Search This Blog

Tuesday 31 May 2016

A Trip To The North-East

Why aye man pet! And that is the last I will attempt of the lyric qualities of north-eastern dialect.

Just back from a trip with some of the usual suspects to play golf and to take in a day's test cricket at Chester-le-Street. A pleasure as always. We had a preliminary game of golf at Melton Mowbray (where AO is a member) which went passably well by my own dull standards until I collapsed as if spineless on the last two holes to hand the win to our host. In the smallness of those two holes I threw in three shots in a greenside bunker and a shanked chip when triumph still beckoned.

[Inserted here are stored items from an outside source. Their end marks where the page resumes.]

PR #468, opened 2023-01-09
Limit invocations on API Gateway routes

mtfranchetto:
## Description

By default API Gateway has large throttling limits: this change ensures a reasonable limit is used instead.

## How Has This Been Tested?

- created a new env and verified a user don't get throttled with those limits

## PR Quality Checklist

### DIFF
--- a/infrastructure/pcluster-manager.yaml
+++ b/infrastructure/pcluster-manager.yaml
@@ -237,6 +237,9 @@ Resources:
       ApiId: !Ref ApiGateway
       StageName: $default
       AutoDeploy: True
+      DefaultRouteSettings:
+        ThrottlingBurstLimit: 50 
+        ThrottlingRateLimit: 100
 
   CognitoAppClient:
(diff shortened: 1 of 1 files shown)


infrastructure/pcluster-manager.yaml
```diff
@@ -237,6 +237,9 @@ Resources:
       ApiId: !Ref ApiGateway
       StageName: $default
       AutoDeploy: True
+      DefaultRouteSettings:
+        ThrottlingBurstLimit: 50 
+        ThrottlingRateLimit: 100
```
lazyoft, line 242: question: are these limits suitable for our use case? Should they be higher?

mtfranchetto: Since the product is installed on the customer account and used mostly by cluster admins (and not end users) these limits should be good!

BarcoMasile (approved):

PR #470, opened 2023-01-09
Move Multi-user under Cluster section of the wizard

tmscarla:
## Description

In order to enhance PCUI user experience, we need to thin out the steps of our cluster creation wizard. Following UX design, the whole Multi-user step needs to be removed, and Multi-user section needs to be placed under `Cluster` step of the wizard.

This PR aims at solving the issue, by conditionally showing Multi-user properties in Cluster step through a dedicated checkbox.

## Changelog entry

* Remove `Multi-user` wizard step and embedded it into `Cluster` step in a dedicated section

## How Has This Been Tested?
* Unit tests
* E2E tests
* Manually navigated through the end of the wizard
   * With multi-user enabled
   * With multi-user disabled

## References
* https://cloudscape.design/components/checkbox/

## PR Quality Checklist

Screenshot 2023-01-09 at 17 45 40


frontend/src/old-pages/Configure/__tests__/useWizardNavigation.test.tsx
```diff
@@ -157,122 +157,6 @@ describe('Given a hook to navigate through the wizard', () => {
     })
   })
 
-  describe('when on cluster page', () => {
```
BarcoMasile, line 160: question: the tests deleted from here, shouldn't they be still present somewhere else?

frontend/src/old-pages/Configure/Cluster.tsx
```diff
@@ -404,40 +415,44 @@ function Cluster() {
...
-    </Container>
+    <SpaceBetween direction="vertical" size="s">
+      <Container>
+        <SpaceBetween direction="vertical" size="s">
+          <RegionSelect />
+          <OsSelect />
+          <VpcSelect />
+          <CustomAMISettings
+            basePath={configPath}
+            appPath={['app', 'wizard']}
```
BarcoMasile, line 436: suggestion(non-blocking): this array `['app', 'wizard']` can easily be put outside the re-rendered template. This way you would pass the same reference avoiding useless re-renders

mtfranchetto (approved):

frontend/src/old-pages/Configure/__tests__/useWizardNavigation.test.tsx
tmscarla: It covered the `multiUser` case: if enabled, you navigate to multiUser page, headNode otherwise.

Moving multiUser to cluster page eliminates this edge case.
Standard flow has already been tested in other test cases.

Defeat was thus wondrously snatched from the jaws of victory.

Dunstanburgh Castle Golf Club
Most of Saturday was spent crawling up the A1(M) to our destination of Dunstanburgh Castle Golf Club. The long trek was worth it. I have an affection for Dunstanburgh dating back to 1975 when Brother and I played it during a family holiday. The Northumberland coast is a matchless piece of deific design. My golf was matchless rubbish but hey ho.

After the golf we journeyed back to Newcastle to our base at the Grand Station Hotel - a piece of faded glory with high ceilings, large rooms and coldish showers. A reliable base from which to strike out into the wonders of Newcastle night-life. Such life seems to be defined by a lack of adequate female clothing and a penchant for wearing what is available in a size too small. It is rather like our own Broad Street but somehow less self-conscious. This might be me romanticising the northern charm. Anyway I'm glad to say there are some proper drinking pubs where you don't have to shout over the music and climb over prone bodies.

great sliding banisters
Test cricket needs all the friends it can get in facing the tasteless international onslaught of franchise-based Twenty20 slogfests. In that context the spirit shown by Sri Lanka in a losing cause on Sunday was welcome. What is not, on balance, welcome is much of the mirthless humour of the pissed-up crowd in the cheap stands. I don't expect to sit in cathedral hush to watch my cricket and some of the badinage is even rather clever but the constant braying of the same inanities is tiresome and unfair on those in proximity to the noisome bunch. My particular loathing was reserved for a scouse tosser (this is a medical term) in front of me who was under the mistaken impression that his racist under-appreciation of Moeen Ali would be welcomed as humour. As I say, tosser.  It is a sobering thought that he will presumably get the same number of votes as all the rest of us in the forthcoming referendum. No wonder people become patrician eurocrats. In the end you can't let these bastards win.